Abstract: One of the key questions in modern data science and machine learning, for businesses and practitioners alike, is how do you move machine learning projects from prototype and experiment to production as a repeatable process. In this workshop, we present an introduction to the landscape of production-grade tools, techniques, and workflows that bridge the gap between laptop data science and production ML workflows.
We’ll present a high-level overview of the 8 layers of the ML stack: data, compute, versioning, orchestration, software architecture, model operations, feature engineering, and model development. We’ll present a schematic as to which layers data scientists need to be thinking about and working with, and then introduce attendees to the tooling and workflow landscape. In doing so, we’ll present a widely applicable stack that provides the best possible user experience for data scientists, allowing them to focus on parts they like (modeling using their favorite off-the-shelf libraries) while providing robust built-in solutions for the foundational infrastructure.
Lesson 1: Laptop Machine Learning (the refresher)
This lesson will be a refresher on laptop machine learning, that is, when you’re using local compute resources, not working on the cloud: using the PyData stack (packages such as NumPy, pandas, and scikit-learn) to do basic forms of prediction and inference locally. We will also cover common pitfalls and gotchas, which motivate the next lessons.
Lesson 2: Machine learning workflows and DAGs
This lesson will focus on building local machine learning workflows using Metaflow, although the high-level concepts taught will be applicable to any workflow orchestrator. Attendees will get a feel for writing flows and DAGs to define the steps in their workflows. We’ll also use DAG cards to visualize our ML workflows. This lesson will be local computation and in the next lesson, we’ll burst to the cloud.
Lesson 3: Bursting to the Cloud
In this lesson, we’ll see how we can move ML steps or entire workflows to the cloud from the comfort of our own IDE. In this case, we’ll be using AWS Batch compute resources, but the techniques are generalizable.
Lesson 4 (optional and time permitting): Integrating other tools into your ML pipelines
We’ll also see how to begin integrating other tools into our pipelines, such as dbt for data transformation, great expectations for data validation, Weights & Biases for experiment tracking, and Amazon Sagemaker for model deployment. Once again, the intention is not to tie us to any of these tools, but to use them to illustrate various aspects of the ML stack and to develop a workflow in which they can easily be switched out for other tools, depending on where you work and who you’re collaborating with.
Basic Python programming and knowledge of PyData tools (e.g. pandas, numpy, scikit-learn)
We'll also include a refresher on these.
Bio: Hugo Bowne-Anderson is a data scientist, writer, educator & podcaster.

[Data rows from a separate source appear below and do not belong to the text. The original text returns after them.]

PR #2895, opened 2024-12-18
Move @types/* packages from runtime to dev dependencies

tylerbarker:
Spotted some `@types/*` packages that made their way into runtime dependencies 🧹


anoek:
thanks!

His interests include promoting data & AI literacy/fluency, helping to spread data skills through organizations and society and doing amateur stand up comedy in NYC. He does many of these at DataCamp, a data science training company educating over 3 million learners worldwide through interactive courses on the use of Python, R, SQL, Git, Bash and Spreadsheets in a data science context. He has spearheaded the development of over 25 courses in DataCamp’s Python curriculum, impacting over 170,000 learners worldwide through my own courses. He hosts and produce the data science podcast DataFramed, in which he uses long-format interviews with working data scientists to delve into what actually happens in the space and what impact it can and does have. He earned PhD in Mathematics from the University of New South Wales, Australia and has conducted biomedical research at the Max Planck Institute in Germany and Yale University, New Haven.